# Polygon Pathfinding

This document presents a simple algorithm for a pathfinding algorithm done for non-degenerate polygons.

# API

In order to make a searcher we first need to declare a polygon.

```
const { Point, Polygon, Search } = require('polygon-pathfinding');
let polygon = new Polygon();
// Push points from a polygon.
// Push is boolean method that returns true if the point has been pushed to the polygon
// or it returns false in case the point will make the polygon degenerate (self intersecting).
// The check can be deactivated by pushing with "polygon.push(0, 0, woChecker = true);"
polygon.push(0, 0);
polygon.push(5, 0);
polygon.push(5, 5);
polygon.push(2, 5);
polygon.push(2, 3);
polygon.push(0, 3);
polygon.closePolygon(); // This method closes the polygon and completes it. The push method will return false in case (y, x) is point that already exists in the polygon.
polygon.triangulate();
let searcher = new Search(polygon);
// This will return a path of points that will represent a path between (0.3, 2.7) and (2.4, 4.5).
console.log(searcher.searchForPath(new Point(0.3, 2.7), new Point(2.4, 4.5)))
```

And the graphical representation of this simple polygon is.

# Testing

You can test this pathfinding algorithm on this page: https://soucupb.github.io/BoringPathfinding/

Here is a simple example of a drawn polygon. And here is a simple path for it.
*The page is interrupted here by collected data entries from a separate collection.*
Issue #5899, opened 2023-02-07
[Proposal]: Extend Actor SDK with state garbage collection through reminders


JoshVanL:
## In what area(s)?

/area runtime

(I've used the Go SDK in the below examples).

Currently, there is no way for actor state to be deleted automatically after a period of time. This means that the amount of data that can be written to the store over time is unbounded. The state store will eventually fill up unless users implement clean up logic, out of band of dapr.

I propose that we extend the dapr SDKs to implement a function:

```go
func SetFor(stateName string, value any, duration time.Duration) 
```

This function would create an actor reminder for the given type, with a reminder name following the schema (suggestions very welcome!):

`io.dapr.setFor.<stateName>`

The SDK will implement a middleware to the existing reminder handler which looks for this well known schema. The middleware will delete the relevant state and then delete the reminder. The middleware will prevent `ReminderCall` from being invoked.

Dapr will recommend users to _always_ use `SetFor` with some appropriate duration (e.g. 2 weeks) to ensure state is always cleaned up, unless they already have state management in place.

This method is only best effort since an application may no longer implement that type when a reminder is invoked.

---

We could implement this logic in the dapr runtime and save some hops, however this would require dapr API changes.

cgillum:
FYI @ItalyPaleAle this could be a valuable feature for us to use to help with workflow actor garbage collection.

JoshVanL:
Note: schema definition pending- we should make it clear in the documentation that dapr reserves the `"io.dapr."` namespace and cannot be used by users. This should be added to docs, and added as validation to the SDKs.

JoshVanL:
[Here](https://github.com/dapr/go-sdk/compare/main...JoshVanL:go-sdk:actor-state-manager-setfor) is a poc implementation for the go-sdk. It still needs tests.

ItalyPaleAle:
I've been thinking about this issue since you mentioned it, @cgillum 

Some food for thought:

- I think the first thing that we should do is document the need to perform cleanups as needed as a best practice. Right now our docs don't make a great job at explaining the lifecycle of the persistent state stored by actors, and we should explain how it's persisted and recommend developers to create their own reminders to invoke a "Dispose" method as they see fit. This also allows developers to have the ability to "push back" a deadline.
[...]

PR #6827, opened 2023-08-17
Actor State `ttlExpireTime`: Pipe `ttlExpireTime` to state responses

JoshVanL:
Part of https://github.com/dapr/dapr/issues/5899

PR pipes `ttlExpireTime` to get state responses, including actors.

Adds integration tests for state and actor state TTLs. Updates the existing actor state e2e test to check for `ttlExpireTime`.

Fixed an issue where an actors go routine was not returning on close.


tests/dapr_tests.mk
```diff
@@ -90,7 +90,7 @@ DAPR_CONTAINER_LOG_PATH?=./dist/container_logs
 DAPR_TEST_LOG_PATH?=./dist/logs
 
 ifeq ($(DAPR_TEST_STATE_STORE),)
-DAPR_TEST_STATE_STORE=redis
+DAPR_TEST_STATE_STORE=postgres
```
ItalyPaleAle, line 93: Let's keep this unrelated change in a different PR please.

ItalyPaleAle (dismissed):

tests/dapr_tests.mk
JoshVanL: I still need to finalize this PR, but this is because redis doesn't support `ttlExpireTime`.

pkg/actors/placement/placement.go
```diff
@@ -314,7 +315,7 @@ func (p *actorPlacement) establishStreamConn(ctx context.Context) (established b
 		}
 
 		err := p.client.connectToServer(ctx, serverAddr)
-		if err == errEstablishingTLSConn {
```
ItalyPaleAle, line 317: Changes to this file seem unrelated

pkg/grpc/api_actor_test.go
```diff
@@ -134,6 +134,9 @@ func TestGetActorState(t *testing.T) {
 			Key:       "key1",
 		}).Return(&actors.StateResponse{
 			Data: data,
+			Metadata: map[string]string{
+				"ttlExpireTime": "2020-10-02T22:00:00Z",
```
artursouza, line 138: Sorry to be that person, but why not just "expiration"? Is "ttlExpireTime" used in other systems and we want to mimic?

pkg/actors/actors.go
```diff
@@ -287,9 +287,9 @@ func (a *actorsRuntime) startAppHealthCheck(ctx context.Context, opts ...health.
 	for {
 		select {
 		case <-ctx.Done():
-			break
+			return
```
artursouza, line 290: Why is this needed?

tests/config/dapr_postgres_state.yaml
```diff
@@ -20,10 +20,10 @@ spec:
...
   initTimeout: 1m
   metadata:
-  - name: connectionString
-    value: "host=dapr-postgres-postgresql.dapr-tests.svc.cluster.local user=postgres password=example port=5432 connect_timeout=10 database=dapr_test"
-  - name: table
-    value: querytable
+    - name: connectionString
+      value: "host=dapr-postgres-postgresql.dapr-tests.svc.cluster.local user=postgres password=example port=5432 connect_timeout=10 database=dapr_test"
+    - name: table
+      value: statetable
```
artursouza, line 26: Why this change is needed?

artursouza (changes requested):
LGTM overall but have some questions, mainly about naming. This is a contract after being merged.

pkg/grpc/api_actor_test.go
JoshVanL: `expiration` could be ambiguous. It is clearer that `ttlExpireTime` refers to and pairs with the `ttl` field.

pkg/actors/actors.go
JoshVanL: The logic is currently bugged. The `break` statement will break from the `select` block and not the `for` loop.

tests/config/dapr_postgres_state.yaml
JoshVanL: It doesn't matter all that much, but the table name is conflicting with the [query state store](https://github.com/dapr/dapr/blob/e57a91fc8d2930eca71c8fdbf20084ed18161fc2/tests/config/dapr_postgres_query_state.yaml#L26).

JoshVanL:
Flake?

pkg/grpc/api_actor_test.go
artursouza: "ttl" is a duration: "1min" or "3 hours". In this case, it means the expiration timestamp, like the date we see stamped at food labels.

pkg/actors/actors.go
```diff
@@ -660,7 +660,8 @@ func (a *actorsRuntime) GetState(ctx context.Context, req *GetStateRequest) (*St
 	}
 
 	return &StateResponse{
-		Data: resp.Data,
+		Data:     resp.Data,
+		Metadata: resp.Metadata,
```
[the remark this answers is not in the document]
JoshVanL: It is currently only `ttlExpireTime`.

pkg/grpc/api_actor_test.go
JoshVanL: Yes, `ttl` is what is given in the metadata when saving and is a duration. `ttlExpireTime` is on the get response and is the timestamp of when that `ttl` duration will take effedct.

mukundansundar: Can we shorten it? `ttlExpires` similar to HTTP `Expires` header but more qualified to `ttl` expiry. Wdyt?

JoshVanL: It will need to be changed on the contrib side, as [that is where it is coming from](https://github.com/dapr/components-contrib/pull/2863). It is used here in the unit test as a realistic example.

yaron2 (approved):

PR #6830, opened 2023-08-18
E2E tests: Use Postgres over Redis as default state and actor state store.

JoshVanL:
Redis is not a truly transactional database, and as such is not supported as an actor state store in production. It _also_ does not support the new [`ttlExpireTime`](https://github.com/dapr/components-contrib/issues/2857) response metadata field, and as such, is not compatible with e2e tests for that feature.

This PR switches out the state and actor state stores in e2e tests to use Postgres, which is both a proper transactional DB and supports the new `ttlExpireTime` metadata field. We are also already installing Postgres in our e2e tests so this is an easier switch.

I have kept the original Redis configs committed for prosperity.


olitomlinson:
I just want to make aware that there is a problem in that the current postgres state store implementation isn't compatible with `pgbouncer` -- a common connection pooler, used in production scenarios.

https://github.com/dapr/components-contrib/issues/3002

It is my opinion that the E2E tests should also run with pgbouncer in the chain (and not just directly against postgres) to give a more realistic, production-like E2E test scenario.

JoshVanL:
@olitomlinson would testing against pgbouncer be more appropriate in dapr/componnts-contrib? There we are more concerned with compatibility with a particular component implementation (and its flavors), whereas dapr/dapr is more concerned with the correctness of runtime.

olitomlinson:
@JoshVanL great point, equally I don't have the insights to know where is best as I'm not a maintainer.

As long as its done _somewhere_, is all I care about :)

mukundansundar:
> @olitomlinson would testing against pgbouncer be more appropriate in dapr/componnts-contrib? There we are more concerned with compatibility with a particular component implementation (and its flavors), whereas dapr/dapr is more concerned with the correctness of runtime.

I agree testing for a particular scenario/configuration should ideally be part of certification tests for Postgres in dapr/components-contrib repo.

ItalyPaleAle:
> > @olitomlinson would testing against pgbouncer be more appropriate in dapr/componnts-contrib? There we are more concerned with compatibility with a particular component implementation (and its flavors), whereas dapr/dapr is more concerned with the correctness of runtime.
> 
> I agree testing for a particular scenario/configuration should ideally be part of certification tests for Postgres in dapr/components-contrib repo.

I agree

ItalyPaleAle (commented):
Can you completely delete Redis from here?

Also, could we use Postgres as query state store too?

JoshVanL:
@ItalyPaleAle I have removed redis state, actor state, and configuration. We are currently using mongodb as the query state store- what's the reason for changing that?

ItalyPaleAle:
I think we are using MongoDB just for query state store, if I'm not mistaken. And Redis is the other query state store.

If we now have Postgres, which does support queries, we could remove MongoDB entirely. This is one less Helm chart to deploy and 3 less pods (because it requires 3 pods and they use quite a bit of CPU even when idle)

JoshVanL:
@ItalyPaleAle to be clear, you mean getting rid of both redis and mongodb entirely? 

redis is also being used as a pubsub and a pluggable component. Mongodb also looks to be used in the state and actor php apps.

ItalyPaleAle:
> to be clear, you mean getting rid of both redis and mongodb entirely?
>
> redis is also being used as a pubsub and a pluggable component. Mongodb also looks to be used in the state and actor php apps.

The general rule is that we need to test each building block with 2 services.

I don't think we can remove Redis (as the application installed via Helm) as we use that for PubSub, Configuration, and other things.

But if we switch the state query test from MongoDB to Postgres (and change the PHP test too), then we may be able to stop installing MongoDB entirely. This should make tests a bit faster (one less Helm chart to install) and should reduce some load from the K8s clusters, since MongoDB on my cluster uses 1/4 CPU even when idle.

tests/dapr_tests.mk
```diff
@@ -90,19 +90,19 @@ DAPR_CONTAINER_LOG_PATH?=./dist/container_logs
...
+DAPR_TEST_QUERY_STATE_STORE=postgres
 endif
 
 ifeq ($(DAPR_TEST_PUBSUB),)
 DAPR_TEST_PUBSUB=redis
 endif
 
 ifeq ($(DAPR_TEST_CONFIG_STORE),)
-DAPR_TEST_CONFIG_STORE=redis
+DAPR_TEST_CONFIG_STORE=postgres
```
ItalyPaleAle, line 105: Wait, we need this to be Redis. We need to test the config store with Redis, and there's another pipeline that tests with Postgres

tests/config/dapr_redis_state_badpass.yaml
ItalyPaleAle, line 1: Why was this removed? I think we need it, it was to simulate component init failure. Same for "badhost"

tests/dapr_tests.mk
JoshVanL: Done :+1:

.github/workflows/dapr-test.yml
```diff
@@ -535,9 +535,6 @@ jobs:
           make setup-test-env-kafka
           make setup-test-env-zipkin
           make setup-test-env-postgres
-          if [ "${{ env.DAPR_TEST_STATE_STORE }}" == "" ] ; then
-            make setup-test-env-mongodb
```
daixiang0, line 539: Would we clean all mongo setup:
```
root:[dapr]$ git grep setup-test-env-mongodb
.github/workflows/dapr-test.yml:539:            make setup-test-env-mongodb
.github/workflows/kind-e2e.yaml:197:        make setup-test-env-mongodb
.github/workflows/version-skew-e2e.yaml:222:        make setup-test-env-mongodb
tests/dapr_tests.mk:257:setup-3rd-party: setup-helm-init setup-test-env-redis setup-test-env-kafka setup-test-env-mongodb setup-test-env-zipkin setup-test-env-postgres
tests/dapr_tests.mk:501:setup-test-env-mongodb:
tests/dapr_tests.mk:535:setup-test-env: setup-test-env-kafka setup-test-env-redis setup-test-env-mongodb setup-test-env-postgres setup-test-env-k6 setup-test-env-zipkin setup-test-env-postgres
tests/docs/running-e2e-test.md:116:make setup-test-env-mongodb
```

tests/config/dapr_postgres_query_state.yaml
```diff
@@ -16,12 +16,14 @@ kind: Component
 metadata:
```
daixiang0, line 16: Rename to `dapr_postgres_state` for same style?

daixiang0, line 16: Why we still need a query state? Seems we have two postgres backend.

.github/workflows/dapr-test.yml
JoshVanL: We do not set this to mongodb anymore so this is not needed.

tests/config/dapr_postgres_query_state.yaml
JoshVanL: This is what we had before, and these component names are referenced in tests. I do not want to extend this PR further by also updating the test code to change the component names used.

PR #6835, opened 2023-08-21
Encrypt and Authenticate Placement Raft Network

JoshVanL:
Updates the placement service to use a SPIFFE TLS listener and dialer for the Placement raft network. Previously it was using bare TCP connections.

Placement will continue to use bare TCP connections when `--tls-enabled=false`.

Part of #5756


cmd/placement/options/options.go
```diff
@@ -77,7 +77,7 @@ func New() *Options {
 	flag.BoolVar(&opts.MetadataEnabled, "metadata-enabled", opts.MetadataEnabled, "Expose the placement tables on the healthz server")
 	flag.IntVar(&opts.ReplicationFactor, "replicationFactor", defaultReplicationFactor, "sets the replication factor for actor distribution on vnodes")
 
-	flag.StringVar(&opts.TrustDomain, "trust-domain", "cluster.local", "Trust domain for the Dapr control plane")
+	flag.StringVar(&opts.TrustDomain, "trust-domain", "localhost", "Trust domain for the Dapr control plane")
```
JoshVanL, line 80: This is to be consistent with the sentry default. It is also a more logical default as the default will be used more in self-hosted mode.

yaron2: Will this potentially break self-hosted users when upgrading to a newer version of placement that's running with older `daprd` instances?

JoshVanL: No, this flag is being introduced in v1.12 there is no available release with this option.

artursouza (approved):

Issue #6838, opened 2023-08-22
Include runtime version in Dapr placement data to ease with upgrades


ItalyPaleAle:
As we continue to make improvements to actors (especially reminders) and workflow, we are sometimes faced with the need to make changes that, while non-breaking (in the sense that don't alter the behavior observed by end users), are not backwards-compatible.

For example, assume that we wanted to change the format used to store reminders in the actor state store (today it's JSON, and we could use a more efficient format like protobuf). This change would make it impossible for older versions of the Dapr sidecar to be able to parse the reminders data, and would cause issues in clusters with heterogeneous Dapr versions. In fact, we can make Dapr "vNext" be able to read data created from "vCurrent", but there's no way for us to make "vCurrent" read data created by "vNext".

This scenario, where "vCurrent" and "vNext" run side-by-side, is very common while performing rolling upgrades, as there are always sidecars running alongside older versions. It generally is short-lived, as upgrades are eventually completed in minutes/hours, but if we don't manage this situation we will observe a variety of issues.

Because of this problem, it's really hard to make changes to actors/reminders, and workflow too once it reaches beta in the next release, as we'll have to manage clusters with heterogeneous versions.

A possible solution to this problem could be making each Dapr sidecar report its version to the Placement service and use that to ease with upgrades.

1. Every time a sidecar registers itself with Placement, it includes a constant indicating the "Actor API level". For example, sidecar A is running 1.12.0 and reports API level "10". Sidecar B is running 1.13.0 and reports API level "20". (API level "0" is reserved for Dapr <= 1.11 which does not report the version)
   - API levels can be incremented whenever needed. It may not be necessary to increment them on every Dapr release
   - Major Dapr releases increment API levels by adding 10, so we can make hotfixes if needed
3. When Placement disseminates its state, it also includes the minimum API version observed among all sidecars. In this example, it would be "10". This instructs all sidecars to behave in "compatibility mode", so when they store data they must store it in the format that can be read by 1.12 (API level "10").
4. Once all sidecars are updated, Placement will report that minimum version is "20". Sidecars can now begin storing data in the updated format and can be confident no older sidecar will try to read that.
5. At that point, Placement will refuse to accept connections from sidecars running API versions < 20 This way, there's no risk that an older sidecar will try to access actor data using an old format.

Pros:

- Allows us to make changes that are needed to improve actors and reminders, including their performance, without worrying about having an inconsistent state when older sidecars are running.
- Can be used by actors, actor reminders, and workflow.

[...]

PR #6839, opened 2023-08-22
Report Dapr Actor API level (runtime version) to Placement

ItalyPaleAle:
Implements the first bullet point of #6838 (and only the first bullet point)

- The Dapr runtime reports the actor API level to the Placement service when it connects
   - This is currently set to "10"
- This data point is currently unused and ignored by the Placement service
- In Dapr 1.13 we can use that information to perform decisions as described in #6838
- Having the data submitted by 1.12 already will be helpful to ensure smoother upgrades


daixiang0 (approved):
LGTM

Issue #6351, opened 2023-05-15
[Proposal] PubSub canary capability


olitomlinson:
## In what area(s)?

/area runtime

## Problem space

Diagnosing pubsub issues takes time, particularly when teams/individuals are unfamiliar/new to Dapr.

When diagnosing an issue with pubsub. The first thing I want to know is:

> "Is it an infrastructure / dapr configuration / dapr component issue ?"

or

>"is it a user-code issue ?"

if I could simply port-forward onto a sidecar, and submit a canary message, I can very quickly exercise the infrastructure/configuration of the sidecars and the pubsub component, to see if the canary is received on the receiving sidecar.

![Untitled (7)](https://github.com/dapr/dapr/assets/4224880/e73bf07f-9947-4048-a444-f5d22c01b9bf)

## How to publish the Canary message?

Couple of options : 

~~**1. New path segment**~~

~~Create a new path on the PubSub publish endpoint specifically for triggering a canary message. For example :~~

~~`POST http://localhost/:3500/v1.0/publish/general-purpose-pubsub/TopicA/**canary**`~~

~~_This is my least-favoured approach, when compared to option 2_~~

~~**2. Metadata property**~~

~~`POST http://localhost:3500/v1.0/publish/general-purpose-pubsub/TopicA?metadata.canary=true`~~

~~or~~

~~`POST http://localhost:3500/v1.0/publish/general-purpose-pubsub/TopicA?metadata.canary-Id=123456`~~

~~_I prefer `canary-id`, its easier to explicitly identify a single canary message among many canaries._~~

**3. Metadata `CloudEvent.Type` field**

`POST http://localhost:3500/v1.0/publish/general-purpose-pubsub/TopicA?metadata.cloudevent.type=dapr-canary`

and

`POST http://localhost:3500/v1.0/publish/general-purpose-pubsub/TopicA?metadata.cloudevent.type=dapr-canary&metadata.cloudevent.id=123456`

## How would the canary message be observed?

My gut here is to simply write to `stdout` on the receiving sidecar with enough info to identify the canary among among the other log output

`level=info msg="Canary received. Id : '23456'. component: 'general-purpose-pubsub', topic: 'TopicA'`

There may be other ways to observe the canary, such as writing to a state store, or calling a webhook, but I feel this defeats the point as it would implicate other moving parts that may or may not be in their own state of failure. Keeping it simple with less moving parts wins here IMO.

## Scope / Assumptions

[...]

PR #6851, opened 2023-08-25
[PubSub] Canary message capability PoC

olitomlinson:
# Description

This is a PoC implementation for my [Canary PubSub proposal](https://github.com/dapr/dapr/issues/6351), hence the draft PR.

Introduced the concept of a `canary message` and complimentary `canary subscriber` into PubSub. See linked issue for more details.

Areas that need to be addressed as part of the draft PR.

* [ ] General Go idiomatic syntax & patterns (This is my first ever attempt at writing Go and my background is dotnet, so I suspect there is lots to improve)
* [x] Existing unit tests pass, therefor no regression in existing behaviour [at unit test level]
* [ ] updated unit tests to cover the new behaviour
* [ ] Updated injector to accommodate canary subscribers
* [x] Update metadata endpoint to accommodate canary subscribers
* [ ] Any impact on pluggable components is accomodated

## Issue reference

https://github.com/dapr/dapr/issues/6351#issuecomment-1672268024

## Checklist

* [x] Code compiles correctly
* [ ] Created/updated tests
* [ ] Unit tests passing


pkg/runtime/processor/pubsub/subscribe.go
```diff
@@ -133,35 +148,72 @@ func (p *pubsub) subscriptions(ctx context.Context) ([]rtpubsub.Subscription, er
...
-	if err != nil {
-		return nil, err
+
+	// inject auto-generated canary subscriber
+	cs := p.autoGenerateCanarySubscriber
+	if cs != "" {
+		parts := strings.Split(cs, ":")
+		if len(parts) != 2 {
+			// TODO: Move this logic as early as possible in the init phase
+			panic("'autoGenerateCanarySubscriber' Should have had two parts")
```
mikeee, line 181: Should this panic here or could we potentially handle this gracefully with an error?

pkg/runtime/processor/pubsub/topics.go
```diff
@@ -167,6 +170,17 @@ func (p *pubsub) subscribeTopic(ctx context.Context, name, topic string, route c
 			return nil
 		}
 
+		if route.Canary {
+			if t, ok := cloudEvent[contribpubsub.TypeField]; ok && t == "dapr.canary" {
+				log.Infof("🐦 Canary received! -- CloudEvent Id %s", cloudEvent[contribpubsub.IDField])
```
mikeee, line 175:
```suggestion
				log.Infof("🐦 Canary received! -- CloudEvent ID %s", cloudEvent[contribpubsub.IDField])
```

mikeee (changes requested):

pkg/runtime/processor/pubsub/subscribe.go
olitomlinson: If this code path is reached, the user has misconfigured dapr, so we must instruct dapr to exit (this is why I used panic) - I'm very new to Go, so if there is a better way to do that please do let me know :)

olitomlinson:
I'm looking to get some feedback on before I start adding new Unit Tests etc

Particularly looking for some architectural feedback on this new flag that I've added https://github.com/dapr/dapr/pull/6851/files#diff-086878b4da37581eef5d27a27298349f4cc12564fdf79a9e487ca624a5f0c943R121

The reason why I'm asking is this flag is pretty niche, and wanted to check that is ok to put such a niche thing at this level (as it does create a ripple of changes throughout the app to support it, not big changes, but changes nevertheless...) there might be a better way, but I can't see it

cmd/daprd/options/options.go
```diff
@@ -117,6 +118,7 @@ func New(args []string) *Options {
 	flag.IntVar(&opts.AppHealthProbeTimeout, "app-health-probe-timeout", int(config.AppHealthConfigDefaultProbeTimeout/time.Millisecond), "Timeout for app health probes in milliseconds")
 	flag.IntVar(&opts.AppHealthThreshold, "app-health-threshold", int(config.AppHealthConfigDefaultThreshold), "Number of consecutive failures for the app to be considered unhealthy")
 	flag.StringVar(&opts.AppChannelAddress, "app-channel-address", runtime.DefaultChannelAddress, "The network address the application listens on")
+	flag.StringVar(&opts.CanarySubscriber, "canary-subscriber", "", "Auto-generates a canary subscriber. use the pattern {PubSubName}:{TopicName}")
```
yaron2, line 121: I would like to find another way to create tell the runtime to create a canary subscriber which isn't a flag. Since this is a special string format anyway (Pubsub:Topic) can we not instead use the Subscription CRD and add an explicit, strongly typed `canary: true/false` field to it?

olitomlinson: @yaron2 thanks for taking the time to check out the PR!

> can we not instead use the Subscription CRD and add an explicit, strongly typed canary: true/false field to it?

This PR implementation already exactly does this (`canary: true` on the subscription yaml)

Additionally, I've also gone a step further and provided the CLI flag `canary-subscriber` which has the same effect as someone creating an entire subscription yaml and setting its values manually. It's a pure convenience, my thinking is this provides the most accessible and least error prone method of setting up a subscription which is ready to send a canary. But it is a convenience, so technically it can be removed. Happy to remove if you would prefer!

yaron2: It's best to remove the flag and make the configuration experience simple. We also generally prefer to keep CLI flags for global runtime configs and not for individual features as much as possible.

olitomlinson: Removed the convenience CLI flag.

PR #7167, opened 2023-11-09
Fix placement and CallLocalStream unit test

ItalyPaleAle:
The placement test is failing almost 100% of times lately.

The CallLocalStream test is another one that fails frequently

### DIFF
--- a/pkg/actors/placement/placement_test.go
+++ b/pkg/actors/placement/placement_test.go
@@ -15,6 +15,7 @@ package placement
 
 import (
 	"context"
+	"errors"
 	"fmt"
 	"io"
 	"net"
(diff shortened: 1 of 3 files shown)


pkg/actors/placement/placement_test.go
```diff
@@ -425,17 +425,15 @@ func (s *testServer) ReportDaprStatus(srv placementv1pb.Placement_ReportDaprStat
 			return status.Error(codes.FailedPrecondition, "only leader can serve the request")
 		}
 
-		req, err := srv.Recv()
-		if err == io.EOF {
```
ItalyPaleAle, line 429: This was the core of the issue. Sometimes in the test server (only in test code) the shutdown was reported as a gRPC "Context canceled" error, rather than just EOF. This seems to be a bug in the test code only, as the app code handles this case already.

mukundansundar (approved):

Issue #5141, opened 2022-09-07
sidecar injector - GetAppID does not work as expected


famarting:
## In what area(s)?

/area k8s-injector

## What version of Dapr?

> 1.8.x

## Expected Behavior

The function used by the sidecar injector to get the app id behaves as expected
https://github.com/dapr/dapr/blob/master/pkg/injector/sidecar/utils.go#L30

## Actual Behavior
The function used by the sidecar injector to get the app id it's coded to pick the pod's name as the default app id but in reality that's impossible and will never occur making the sidecar injector code confusing.

Because that logic runs when creating a pod, the pod name is not available, because it's not defined yet, however the function in the sidecar injector to get the app id fallback to the pod name for choosing an app id, in reality it will never be possible that the pod name is used as the dapr app id.

## Steps to Reproduce the Problem

- Create an application in k8s without the annotation "dapr.io/app-id"
- Check the logs for the sidecar injector

```
{"instance":"dapr-sidecar-injector-57979f5f95-rk78n","level":"info","msg":"AdmissionReview for Kind=/v1, Kind=Pod, Namespace=crud-app Name= () UID=92038e80-f46d-48e8-b532-74cf96f12f14 patchOperation=CREATE UserInfo={system:serviceaccount:kube-system:replicaset-controller f47b6ec6-8498-4784-aa42-0be8b128696e [system:serviceaccounts system:serviceaccounts:kube-system system:authenticated] map[]}","scope":"dapr.injector","time":"2022-09-07T05:52:16.332681919Z","type":"log","ver":"1.8.2"}
{"instance":"dapr-sidecar-injector-57979f5f95-rk78n","level":"error","msg":"Sidecar injector failed to inject for app ''. Error: value for the dapr.io/app-id annotation is empty","scope":"dapr.injector","time":"2022-09-07T05:52:16.333064633Z","type":"log","ver":"1.8.2"}
{"instance":"dapr-sidecar-injector-57979f5f95-rk78n","level":"error","msg":"Admission succeeded, but pod was not patched. No sidecar injected for ''","scope":"dapr.injector","time":"2022-09-07T05:52:16.333197325Z","type":"log","ver":"1.8.2"}
```

## Release Note

RELEASE NOTE:

madhavsikka:
Hi @artursouza. Does defaulting it to an empty string sound reasonable?

artursouza:
First, it cannot default to pod's name. That logic should be gone.

Then, we do the following:
[...]

PR #7177, opened 2023-11-13
logging: sidecar injector - GetAppID

sadath-12:
# Description

sidecar injector - GetAppID will not default to any other name if not set and will fail the injection if not appID not set

## Issue reference

Please reference the issue this PR will close: #5141 
## Checklist

* [x] Code compiles correctly
* [x] Created/updated tests
* [x] Unit tests passing

### DIFF
--- a/pkg/injector/patcher/sidecar_container.go
+++ b/pkg/injector/patcher/sidecar_container.go
@@ -38,6 +38,9 @@ type getSidecarContainerOpts struct {
 
 // getSidecarContainer returns the Container object for the sidecar.
 func (c *SidecarConfig) getSidecarContainer(opts getSidecarContainerOpts) (*corev1.Container, error) {
+	if c.GetAppID() == "" {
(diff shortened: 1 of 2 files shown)


artursouza (dismissed):

ItalyPaleAle (commented):
Is this a breaking change?

yaron2:
> Is this a breaking change?

Yes. @sadath-12 we actually want to allow users to default a pod name if an ID isn't specified and I know at least one company using Dapr like that. Could you please change this PR to only log a warning that an app-id isn't set and that a pod name is used instead?

artursouza:
Can this PR also add a end-to-end or functional test scenario to catch the breaking change? Unit-test usually don't catch those.

sadath-12:
> Can this PR also add a end-to-end or functional test scenario to catch the breaking change? Unit-test usually don't catch those.

Not making a breaking change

The path are the lines with yellow.

# Support and notes

Version | Navmesh Polygon Triangulation | Holes Support | Triangle Searching Complexity | Searching Algorithm | Searching Algorithm Complexity | Point push in polygon complexity |
---|---|---|---|---|---|---|

0.1.0 | ✔️ | ❌ | O(n) (where n is the number of triangles) | AStar | O(m ^ 2) (where m is the number of triangles in a path found) | O(n ^ 2) (where n is the number of points in the polygon) (O(n) in case of using woChecker=true) |

# Contribution

If you're intrested in upgrading this package with better performing algorithms, adding new features or solving bugs, do not hesitate to create issues and then, making pull request for them.